RMO No. 24-2025 - 8box Solutions Inc.

REVENUE MEMORANDUM ORDER NO. 24-2025 issued on issued on May 7, 2025 prescribes the policies, guidelines and procedures on the implementation and use of personal device/s.

The BIR will implement Bring Your Own Device (BYOD) strategy to allow employees and other authorized third parties to use their personal devices for work-related activities offering more convenience, flexibility, and productivity.

The following persons shall be allowed to use personal device/s:

Employees
Consultants/Contractor/Service Provider
Partner government agencies, and
Other Third Parties except those accessing BIR network for one-day presentation purposes only

The following personal device/s shall be allowed to be connected to the BIR
network/resources:

Laptop
Smartphone/tablet
Desktop Computer
Printer (applicable only if allocation of printer by Property Division is insufficient)

BYOD users shall strictly abide by the policies and guidelines on Revised Information and Communications Technology (ICT) Security Policy (RMO No. 15 2014), Republic Act No. 10173 (Data Privacy Act of 2012) and Acceptable Use Policy (AUP). BIR employees and contractors must undergo Information Security Awareness and Data Privacy Act briefings in order to register and use their personal devices.

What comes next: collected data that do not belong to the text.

PR #954, opened 2024-04-19
Fix statefulset pod selector

JamesOwenHall:
When deploying a StatefulSet, deploys could sporadically be marked failed due to Krane monitoring the health of the current revision's pods, not the updated revision. This PR updates the logic to monitor the updated revision.

**How is this accomplished?**
`StatefulSet#parent_of_pod?` is the method that filters pods. I've updated it to select pods matching `.status.updateRevision`.

**What could go wrong?**
...

### DIFF
--- a/CHANGELOG.md
+++ b/CHANGELOG.md
@@ -1,5 +1,9 @@
 ## next
 
+## 3.5.2
+
+- Fixed an issue where deploying StatefulSets monitored the health of the previous revision's pods instead of the updated one.
+
 ## 3.5.1
 
 - Fixed successful deployment check for StatefulSets introduced in v3.3.0.
--- a/lib/krane/version.rb
+++ b/lib/krane/version.rb
@@ -1,4 +1,4 @@
 # frozen_string_literal: true
 module Krane
-  VERSION = "3.5.1"
+  VERSION = "3.5.2"
 end


ilikeorangutans (approved):

lib/krane/kubernetes_resource/stateful_set.rb
```diff
@@ -65,7 +65,7 @@ def desired_replicas
     def parent_of_pod?(pod_data)
       return false unless pod_data.dig("metadata", "ownerReferences")
       pod_data["metadata"]["ownerReferences"].any? { |ref| ref["uid"] == @instance_data["metadata"]["uid"] } &&
-      @instance_data["status"]["currentRevision"] == pod_data["metadata"]["labels"]["controller-revision-hash"]
+      @instance_data["status"]["updateRevision"] == pod_data["metadata"]["labels"]["controller-revision-hash"]
```
devonboyer, line 68: I'm trying to figure out whether `updateRevision` will be empty the first time a `StatefulSet` is deployed.

devonboyer: I think it does the right thing:

https://github.com/kubernetes/kubernetes/blob/master/pkg/controller/statefulset/stateful_set_control.go#L271

JamesOwenHall:
🎩 'ed and seems to have fixed the issue.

Users who need to connect their personal device/s to the BIR’s internet shall register their devices and comply to this issuance before requesting and be given access to the internet using their personal devices. ISG personnel shall be allowed to access/inspect registered personal device/s and conduct vulnerability assessment (VA). However, employees accessing BIR network (WiFi) using smartphone/tablet shall not undergo VA.

BYOD Users shall ensure that updates are regularly applied to the operating system and primary applications, such as email client, web browser and security software. They shall also ensure that personal and BIR-related files/application systems are encrypted and separated from one another.

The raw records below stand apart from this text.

PR #969, opened 2024-12-04
Allow more resources to be predeployed

c-gerke:
### What are you trying to accomplish with this PR?
This PR aims to allow operators of the Krane gem to designate more types of resources as being able to be "predeployed" than just CRs and CRDs, as was the previous behavior of the "predeployed" logic.

### How is this accomplished?
There are a few changes that have been made to facilitate this:

#### Documentation Updates:
* `CONTRIBUTING.md`: Added instructions for implementing the `predeployed?` method in custom Kubernetes resource classes and updated the references for adding new resources
* `README.md`: Expanded the description of the `krane.shopify.io/predeployed` annotation to include more resource types and clarified its default behavior

#### Code Enhancements:
* `lib/krane/kubernetes_resource.rb`: Introduced a `PREDEPLOYED_RESOURCE_TYPES` constant to hold all of the resources that were previously statically predeployed, and a `predeployed?` method to determine if a resource should be predeployed based on its type or annotation, which is inherited by all `lib/krane/kubernetes_resource` files
* `lib/krane/kubernetes_resource/custom_resource.rb`: Added a `predeployed?` method to handle custom resources, defaulting to true, similar to that in [`custom_resource_definition.rb`](https://github.com/Shopify/krane/blob/main/lib/krane/kubernetes_resource/custom_resource_definition.rb#L60-L63)
* `lib/krane/deploy_task.rb`: Updated the `predeploy_sequence` method to include additional resource types in the predeploy sequence

#### Deployment Process:
* `lib/krane/resource_deployer.rb`: Modified the `predeploy_priority_resources` method to filter resources based on the `predeployed?` method (see questions section below for a clarification request)
* `lib/krane/resource_deployer.rb`: Added a StatsD measurement for the sync duration in the `deploy_resources` method

#### Tests:
* `test/helpers/mock_resource.rb`: Modified to allow the test MockResource to be able to be predeployed
* `test/integration-serial/serial_deploy_test.rb`: Added multiple tests to verify that resources with the `krane.shopify.io/predeployed` annotation are correctly predeployed
* `test/unit/krane/resource_deployer_test.rb`: Modified unit tests to ensure the `predeploy_priority_resources` method respects the predeploy list and the `predeployed?` annotation, and that the unit tests know how to operate in a universe where the `krane.shopify.io/predeployed` annotation can be deployed to almost any resource

### What could go wrong?
This could allow operators of Krane to deploy resources out of sequence, causing deployments to fail and requiring troubleshooting.

An example of this failure mode would be adding the annotation to a `Service`, causing it to be predeployed before a `Deployment` that the `Service` would target. In this case where the `krane.shopify.io/predeployed: "true"` annotation is set on the `Service` without something like the `krane.shopify.io/skip-endpoint-validation: "true"` annotation, the `Service` will fail citing there are no endpoints for the `Service` and the deployment is likely invalid.

In essence, most of the observed "cons" are giving operators of Krane a gun that could be used to shoot themselves in the foot.

#### `lib/krane/resource_deployer.rb` and `lib/krane/deploy_task.rb`
In `lib/krane/resource_deployer.rb`, we are getting all of the resources and filtering afterwards for those with the `predeployed` annotation. <sup>[1](https://github.com/powerhome/krane/pull/5/files#diff-dbe1eb9fcee116e148d1f7634d0a6b8a42c7863dd3e103b73ecf220f198a4cd9R52-R53)</sup> This is a different behavior than that for CRs in [`lib/krane/deploy_task.rb`](https://github.com/Shopify/krane/blob/main/lib/krane/deploy_task.rb#L77) because we don't have access in `lib/krane/deploy_task.rb` at that point in the process to read the files and determine if they need to be predeployed.

This causes us to always hit 'phase 3 - predeploy' of the deployment process (thus the change in line 347 of `test/integration-serial/serial_deploy_test.rb`), which seems a little inefficient. Is there a better way that we should do this so we can skip hitting 'phase 3 - predeploy' if there aren't any resources that will need to be predeployed?

### DIFF
--- a/1.0-Upgrade.md
+++ b/1.0-Upgrade.md
@@ -7,7 +7,7 @@
 * There are breaking changes in the public API (such as the renaming of the `KubernetesDeploy` namespace to `Krane`, and the change in default values for different arguments of the public interface).
 * StatsD metrics will now be generated with the `krane` prefix.
 * `krane deploy` now considers all namespaced resources eligible for pruning, including
-custom resources. See [blacklist](https://github.com/Shopify/krane/blob/main/lib/krane/cluster_resource_discovery.rb#L22) for exceptions.
+custom resources. See [blacklist](https://github.com/Shopify/krane/blob/main/lib/krane/cluster_resource_discovery.rb#L20) for exceptions.
 * `kubernetes-deploy` (now `krane deploy`) / `DeployTask` can no longer deploy global (non-namespaced) resources. A new command called `krane global-deploy` and a related class called `GlobalDeployTask` were added to replace that feature.
 * `krane deploy` will not render erb templates. Use `krane render | krane deploy --stdin` to reproduce this functionality.
 * If you attempt to install two gems that have conflicting executables, `gem install` will warn you but the most recently installed one will win.
--- a/README.md
+++ b/README.md
@@ -167,7 +167,7 @@ before the deployment is considered successful.
     - Percent (e.g. 90%): The deploy is successful when the number of new pods that are ready is equal to `spec.replicas` * Percent.
   - _Compatibility_: StatefulSet
     - `full`: The deployment is successful when all pods are ready.
-- `krane.shopify.io/predeployed`: Causes a Custom Resource or [other resources](https://github.com/powerhome/krane/tree/main/lib/krane/kubernetes_resource) to be deployed in the pre-deploy phase.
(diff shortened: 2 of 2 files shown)


timothysmith0609:
Hi @c-gerke is this PR ready for a proper review? Thanks for the contribution!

BYOD Users shall secure the device/s to prevent sensitive data from being lost or compromised and shall be fully liable for the loss of BIR data stored therein. BIR shall not be responsible for the loss of the registered device/s.

In case of lost or stolen device/s, users shall report to authorized BIR personnel within 24 hours. They shall also handle other issues not related to BIR network/resources. Removal/deletion of work-related data prior to disposal/pullout of the registered device shall be ensured by BYOD users.

The guidelines on the implementation of BYOD as well as the roles and responsibilities of the concerned offices are specified in the Order.